**TASK OBJECTIVE**
All that is needed is each line of the entries holding the word "configure", copied as it stands.

───── GIVEN ENTRIES

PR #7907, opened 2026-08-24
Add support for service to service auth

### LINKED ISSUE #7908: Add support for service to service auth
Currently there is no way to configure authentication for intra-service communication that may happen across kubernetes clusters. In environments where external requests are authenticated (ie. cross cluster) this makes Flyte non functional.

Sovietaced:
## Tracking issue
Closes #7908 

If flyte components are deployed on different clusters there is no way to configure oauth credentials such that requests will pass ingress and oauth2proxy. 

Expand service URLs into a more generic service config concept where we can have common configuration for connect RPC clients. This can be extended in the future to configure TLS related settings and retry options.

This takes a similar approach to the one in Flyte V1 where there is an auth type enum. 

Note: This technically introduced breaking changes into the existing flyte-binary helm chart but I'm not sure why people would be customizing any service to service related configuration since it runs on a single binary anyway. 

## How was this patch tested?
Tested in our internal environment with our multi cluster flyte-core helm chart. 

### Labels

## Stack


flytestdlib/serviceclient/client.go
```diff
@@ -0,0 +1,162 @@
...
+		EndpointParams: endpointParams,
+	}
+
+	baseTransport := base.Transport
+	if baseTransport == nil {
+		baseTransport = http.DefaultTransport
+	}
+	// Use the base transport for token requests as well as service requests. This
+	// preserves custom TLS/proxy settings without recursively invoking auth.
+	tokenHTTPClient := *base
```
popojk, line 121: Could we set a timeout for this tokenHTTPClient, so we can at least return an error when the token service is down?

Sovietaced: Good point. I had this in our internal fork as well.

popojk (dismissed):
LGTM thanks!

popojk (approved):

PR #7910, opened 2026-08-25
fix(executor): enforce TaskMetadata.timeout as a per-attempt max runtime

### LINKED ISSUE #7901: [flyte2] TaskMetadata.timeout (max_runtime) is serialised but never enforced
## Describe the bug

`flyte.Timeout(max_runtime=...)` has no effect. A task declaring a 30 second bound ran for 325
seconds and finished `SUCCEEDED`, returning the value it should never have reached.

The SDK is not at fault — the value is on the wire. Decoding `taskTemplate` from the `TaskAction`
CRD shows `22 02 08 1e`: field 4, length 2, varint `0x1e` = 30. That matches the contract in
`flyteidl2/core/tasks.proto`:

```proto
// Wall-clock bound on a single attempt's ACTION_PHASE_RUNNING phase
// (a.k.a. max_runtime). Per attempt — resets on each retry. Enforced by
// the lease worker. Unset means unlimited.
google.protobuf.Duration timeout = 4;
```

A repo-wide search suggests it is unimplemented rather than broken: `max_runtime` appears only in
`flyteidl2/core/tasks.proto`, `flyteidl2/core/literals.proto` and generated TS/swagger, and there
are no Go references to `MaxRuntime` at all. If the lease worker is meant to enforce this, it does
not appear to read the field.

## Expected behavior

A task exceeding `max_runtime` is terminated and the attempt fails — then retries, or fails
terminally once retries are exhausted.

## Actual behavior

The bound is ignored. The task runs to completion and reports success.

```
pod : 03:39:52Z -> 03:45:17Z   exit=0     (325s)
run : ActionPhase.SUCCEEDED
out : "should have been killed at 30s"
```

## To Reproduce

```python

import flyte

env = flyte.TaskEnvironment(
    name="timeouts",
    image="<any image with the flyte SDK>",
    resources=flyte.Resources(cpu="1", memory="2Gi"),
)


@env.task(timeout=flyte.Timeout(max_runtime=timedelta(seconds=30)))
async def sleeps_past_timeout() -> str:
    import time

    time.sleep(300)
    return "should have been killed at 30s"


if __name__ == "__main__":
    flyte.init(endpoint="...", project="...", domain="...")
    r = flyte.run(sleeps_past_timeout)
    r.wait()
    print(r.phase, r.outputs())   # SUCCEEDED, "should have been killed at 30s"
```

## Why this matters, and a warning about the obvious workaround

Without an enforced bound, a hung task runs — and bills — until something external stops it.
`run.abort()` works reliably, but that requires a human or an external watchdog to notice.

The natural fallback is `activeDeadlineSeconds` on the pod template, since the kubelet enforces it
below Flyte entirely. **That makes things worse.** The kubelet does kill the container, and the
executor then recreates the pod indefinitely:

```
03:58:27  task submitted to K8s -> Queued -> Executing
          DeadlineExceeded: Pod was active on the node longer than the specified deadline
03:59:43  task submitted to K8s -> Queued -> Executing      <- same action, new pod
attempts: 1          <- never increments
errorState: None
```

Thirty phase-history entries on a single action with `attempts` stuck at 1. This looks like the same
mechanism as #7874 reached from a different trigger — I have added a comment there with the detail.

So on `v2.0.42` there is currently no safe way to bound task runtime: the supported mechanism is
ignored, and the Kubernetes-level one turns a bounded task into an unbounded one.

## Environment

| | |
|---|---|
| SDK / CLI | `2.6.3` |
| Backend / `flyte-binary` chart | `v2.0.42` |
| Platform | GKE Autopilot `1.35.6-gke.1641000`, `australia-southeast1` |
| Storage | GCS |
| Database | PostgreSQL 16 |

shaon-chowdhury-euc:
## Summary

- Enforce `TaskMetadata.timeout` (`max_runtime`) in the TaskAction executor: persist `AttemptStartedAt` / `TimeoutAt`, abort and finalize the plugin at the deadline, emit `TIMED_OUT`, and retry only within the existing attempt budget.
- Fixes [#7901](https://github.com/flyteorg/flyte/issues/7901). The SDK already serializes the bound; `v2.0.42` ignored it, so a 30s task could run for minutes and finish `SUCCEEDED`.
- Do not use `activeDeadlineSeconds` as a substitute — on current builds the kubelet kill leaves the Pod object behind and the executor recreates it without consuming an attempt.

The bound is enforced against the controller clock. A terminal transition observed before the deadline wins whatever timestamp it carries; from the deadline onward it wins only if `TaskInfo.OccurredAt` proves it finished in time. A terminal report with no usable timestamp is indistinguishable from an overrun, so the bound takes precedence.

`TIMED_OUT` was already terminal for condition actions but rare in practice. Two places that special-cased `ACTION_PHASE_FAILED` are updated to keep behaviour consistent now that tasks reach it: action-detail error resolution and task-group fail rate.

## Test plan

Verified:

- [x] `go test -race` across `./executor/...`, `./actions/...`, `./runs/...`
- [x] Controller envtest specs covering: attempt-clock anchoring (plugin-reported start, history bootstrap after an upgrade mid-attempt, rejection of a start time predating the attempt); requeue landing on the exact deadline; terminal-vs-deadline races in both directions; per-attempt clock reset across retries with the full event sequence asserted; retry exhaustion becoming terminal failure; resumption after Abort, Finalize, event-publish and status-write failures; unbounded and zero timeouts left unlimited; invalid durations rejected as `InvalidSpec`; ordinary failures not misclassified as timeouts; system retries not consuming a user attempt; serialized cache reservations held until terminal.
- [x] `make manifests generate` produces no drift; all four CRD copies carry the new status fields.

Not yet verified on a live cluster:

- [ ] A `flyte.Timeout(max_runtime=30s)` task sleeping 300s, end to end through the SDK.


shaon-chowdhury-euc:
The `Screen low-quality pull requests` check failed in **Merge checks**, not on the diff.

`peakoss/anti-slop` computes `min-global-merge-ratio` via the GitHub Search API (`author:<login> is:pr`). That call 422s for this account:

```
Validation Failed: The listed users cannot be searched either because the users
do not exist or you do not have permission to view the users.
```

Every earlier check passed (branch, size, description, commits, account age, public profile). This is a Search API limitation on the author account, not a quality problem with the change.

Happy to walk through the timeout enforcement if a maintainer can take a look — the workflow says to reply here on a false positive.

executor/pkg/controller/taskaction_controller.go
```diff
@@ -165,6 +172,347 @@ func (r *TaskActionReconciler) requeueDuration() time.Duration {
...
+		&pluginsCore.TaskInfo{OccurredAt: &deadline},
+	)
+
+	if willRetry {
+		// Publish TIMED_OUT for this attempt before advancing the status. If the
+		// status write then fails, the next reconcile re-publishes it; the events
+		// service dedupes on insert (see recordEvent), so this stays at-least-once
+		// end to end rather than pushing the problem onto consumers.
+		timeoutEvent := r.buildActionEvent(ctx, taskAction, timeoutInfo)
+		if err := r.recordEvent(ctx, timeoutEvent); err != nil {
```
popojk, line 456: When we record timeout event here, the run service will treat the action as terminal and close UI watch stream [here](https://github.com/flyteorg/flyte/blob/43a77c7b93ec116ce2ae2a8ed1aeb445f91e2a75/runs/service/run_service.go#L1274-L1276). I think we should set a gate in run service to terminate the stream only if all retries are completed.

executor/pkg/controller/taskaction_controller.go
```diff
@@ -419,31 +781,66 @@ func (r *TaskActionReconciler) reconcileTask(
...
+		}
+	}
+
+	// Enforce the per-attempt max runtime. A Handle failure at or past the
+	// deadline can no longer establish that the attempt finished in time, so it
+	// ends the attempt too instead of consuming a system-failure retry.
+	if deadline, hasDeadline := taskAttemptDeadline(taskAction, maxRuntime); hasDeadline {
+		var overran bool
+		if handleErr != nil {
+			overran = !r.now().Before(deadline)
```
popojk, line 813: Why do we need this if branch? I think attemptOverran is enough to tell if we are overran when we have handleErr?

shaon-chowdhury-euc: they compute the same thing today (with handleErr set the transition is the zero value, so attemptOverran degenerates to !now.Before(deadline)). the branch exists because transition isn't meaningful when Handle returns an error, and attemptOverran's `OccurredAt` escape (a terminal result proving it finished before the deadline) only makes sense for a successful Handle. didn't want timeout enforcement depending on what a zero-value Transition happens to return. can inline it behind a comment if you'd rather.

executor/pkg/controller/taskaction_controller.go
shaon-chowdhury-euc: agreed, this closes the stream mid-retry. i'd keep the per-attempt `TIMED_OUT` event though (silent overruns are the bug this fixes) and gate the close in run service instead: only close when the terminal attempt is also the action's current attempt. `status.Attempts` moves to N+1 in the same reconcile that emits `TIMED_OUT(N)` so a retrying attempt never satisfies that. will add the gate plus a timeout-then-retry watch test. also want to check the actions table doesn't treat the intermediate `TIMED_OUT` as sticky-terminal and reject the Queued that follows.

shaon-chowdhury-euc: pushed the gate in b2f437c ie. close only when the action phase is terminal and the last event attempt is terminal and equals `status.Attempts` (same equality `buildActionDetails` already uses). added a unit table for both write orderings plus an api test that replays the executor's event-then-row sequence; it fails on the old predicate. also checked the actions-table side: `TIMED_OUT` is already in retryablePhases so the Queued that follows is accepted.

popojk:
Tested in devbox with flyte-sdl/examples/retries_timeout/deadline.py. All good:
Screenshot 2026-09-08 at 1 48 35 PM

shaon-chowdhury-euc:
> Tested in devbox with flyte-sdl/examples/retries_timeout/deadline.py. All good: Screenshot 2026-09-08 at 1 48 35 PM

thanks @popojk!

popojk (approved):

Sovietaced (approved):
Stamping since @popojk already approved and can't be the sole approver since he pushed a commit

──────────
───── GIVEN ENTRIES

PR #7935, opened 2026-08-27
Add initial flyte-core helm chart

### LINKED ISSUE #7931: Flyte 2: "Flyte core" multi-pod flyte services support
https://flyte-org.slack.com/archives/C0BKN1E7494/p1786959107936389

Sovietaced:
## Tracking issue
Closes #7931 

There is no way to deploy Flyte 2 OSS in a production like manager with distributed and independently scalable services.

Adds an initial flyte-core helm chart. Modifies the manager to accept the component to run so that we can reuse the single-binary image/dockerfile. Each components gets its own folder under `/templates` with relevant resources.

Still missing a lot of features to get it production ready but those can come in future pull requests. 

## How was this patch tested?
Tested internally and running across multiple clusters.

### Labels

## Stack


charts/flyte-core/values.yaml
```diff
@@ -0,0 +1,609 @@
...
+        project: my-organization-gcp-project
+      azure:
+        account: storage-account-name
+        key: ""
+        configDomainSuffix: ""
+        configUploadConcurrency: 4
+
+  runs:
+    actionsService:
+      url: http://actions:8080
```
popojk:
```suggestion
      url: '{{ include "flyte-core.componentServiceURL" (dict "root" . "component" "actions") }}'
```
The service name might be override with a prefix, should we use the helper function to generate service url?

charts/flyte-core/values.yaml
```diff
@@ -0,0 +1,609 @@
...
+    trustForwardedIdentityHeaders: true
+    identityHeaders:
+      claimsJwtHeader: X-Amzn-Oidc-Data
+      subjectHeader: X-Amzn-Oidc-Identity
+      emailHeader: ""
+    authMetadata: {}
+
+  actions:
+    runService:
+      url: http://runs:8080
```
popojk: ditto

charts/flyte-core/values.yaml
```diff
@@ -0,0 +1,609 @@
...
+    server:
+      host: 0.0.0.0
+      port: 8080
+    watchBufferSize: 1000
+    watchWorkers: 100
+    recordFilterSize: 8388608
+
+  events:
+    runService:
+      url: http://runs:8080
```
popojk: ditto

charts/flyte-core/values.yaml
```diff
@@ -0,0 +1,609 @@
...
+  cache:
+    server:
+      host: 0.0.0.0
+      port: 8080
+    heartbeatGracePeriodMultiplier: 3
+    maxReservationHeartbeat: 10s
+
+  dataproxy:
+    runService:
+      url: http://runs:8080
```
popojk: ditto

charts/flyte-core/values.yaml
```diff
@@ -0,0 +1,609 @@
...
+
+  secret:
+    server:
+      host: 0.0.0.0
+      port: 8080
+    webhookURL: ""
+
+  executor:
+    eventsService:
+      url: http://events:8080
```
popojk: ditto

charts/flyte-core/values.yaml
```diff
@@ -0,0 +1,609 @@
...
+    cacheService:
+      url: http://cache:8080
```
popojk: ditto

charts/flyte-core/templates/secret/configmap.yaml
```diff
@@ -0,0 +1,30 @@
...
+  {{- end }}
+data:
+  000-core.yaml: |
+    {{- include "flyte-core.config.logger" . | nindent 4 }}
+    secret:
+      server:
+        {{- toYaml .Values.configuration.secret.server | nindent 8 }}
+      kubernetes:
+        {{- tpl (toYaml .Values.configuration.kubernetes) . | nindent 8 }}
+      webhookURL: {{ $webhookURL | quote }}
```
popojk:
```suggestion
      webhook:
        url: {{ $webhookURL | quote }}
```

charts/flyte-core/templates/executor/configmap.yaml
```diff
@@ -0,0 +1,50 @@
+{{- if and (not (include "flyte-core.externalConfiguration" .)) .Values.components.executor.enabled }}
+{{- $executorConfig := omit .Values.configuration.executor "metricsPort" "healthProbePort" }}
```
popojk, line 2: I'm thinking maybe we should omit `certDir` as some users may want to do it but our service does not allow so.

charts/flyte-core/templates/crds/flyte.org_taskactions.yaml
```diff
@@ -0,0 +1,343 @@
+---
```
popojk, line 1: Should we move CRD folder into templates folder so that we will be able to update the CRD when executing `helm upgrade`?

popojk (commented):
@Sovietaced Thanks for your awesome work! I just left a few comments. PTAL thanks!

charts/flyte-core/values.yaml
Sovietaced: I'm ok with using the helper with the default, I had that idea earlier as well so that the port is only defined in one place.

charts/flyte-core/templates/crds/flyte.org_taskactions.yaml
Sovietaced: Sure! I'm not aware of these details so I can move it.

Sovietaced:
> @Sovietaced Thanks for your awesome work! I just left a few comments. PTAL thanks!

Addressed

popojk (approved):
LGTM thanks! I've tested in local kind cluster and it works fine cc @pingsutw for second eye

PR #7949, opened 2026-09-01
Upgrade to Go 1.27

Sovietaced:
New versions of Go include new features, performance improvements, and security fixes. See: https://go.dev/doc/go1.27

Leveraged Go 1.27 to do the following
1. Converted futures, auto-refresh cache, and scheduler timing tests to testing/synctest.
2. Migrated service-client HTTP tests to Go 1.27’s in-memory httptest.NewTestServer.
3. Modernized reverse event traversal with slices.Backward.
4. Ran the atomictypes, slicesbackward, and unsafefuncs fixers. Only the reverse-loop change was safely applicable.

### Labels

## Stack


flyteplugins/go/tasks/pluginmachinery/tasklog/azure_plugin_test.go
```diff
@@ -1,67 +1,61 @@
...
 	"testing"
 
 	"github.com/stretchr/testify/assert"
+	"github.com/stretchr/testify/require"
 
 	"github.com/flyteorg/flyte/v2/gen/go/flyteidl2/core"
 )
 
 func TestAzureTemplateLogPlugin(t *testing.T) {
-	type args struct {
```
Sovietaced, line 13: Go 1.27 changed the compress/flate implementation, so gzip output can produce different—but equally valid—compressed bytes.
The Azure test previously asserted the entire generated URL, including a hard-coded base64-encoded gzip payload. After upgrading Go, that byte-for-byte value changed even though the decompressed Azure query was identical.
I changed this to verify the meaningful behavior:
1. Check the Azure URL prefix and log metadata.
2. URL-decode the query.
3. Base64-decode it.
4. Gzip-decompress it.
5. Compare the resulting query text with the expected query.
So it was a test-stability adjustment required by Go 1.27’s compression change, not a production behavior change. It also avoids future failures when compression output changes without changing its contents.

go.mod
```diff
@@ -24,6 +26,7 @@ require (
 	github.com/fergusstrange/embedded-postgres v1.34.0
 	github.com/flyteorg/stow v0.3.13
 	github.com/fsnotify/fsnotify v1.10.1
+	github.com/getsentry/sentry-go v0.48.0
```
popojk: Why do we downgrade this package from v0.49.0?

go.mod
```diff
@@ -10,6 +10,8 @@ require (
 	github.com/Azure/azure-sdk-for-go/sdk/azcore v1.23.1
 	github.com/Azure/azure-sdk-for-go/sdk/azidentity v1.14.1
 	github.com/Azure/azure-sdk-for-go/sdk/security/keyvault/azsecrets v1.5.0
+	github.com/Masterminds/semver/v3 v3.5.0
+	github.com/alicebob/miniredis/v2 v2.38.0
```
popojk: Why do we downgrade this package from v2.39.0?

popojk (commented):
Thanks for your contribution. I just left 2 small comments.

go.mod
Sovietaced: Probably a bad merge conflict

──────────

**TASK RESULT**
Currently there is no way to configure authentication for intra-service communication that may happen across kubernetes clusters. In environments where external requests are authenticated (ie. cross cluster) this makes Flyte non functional.
If flyte components are deployed on different clusters there is no way to configure oauth credentials such that requests will pass ingress and oauth2proxy. 
Expand service URLs into a more generic service config concept where we can have common configuration for connect RPC clients. This can be extended in the future to configure TLS related settings and retry options.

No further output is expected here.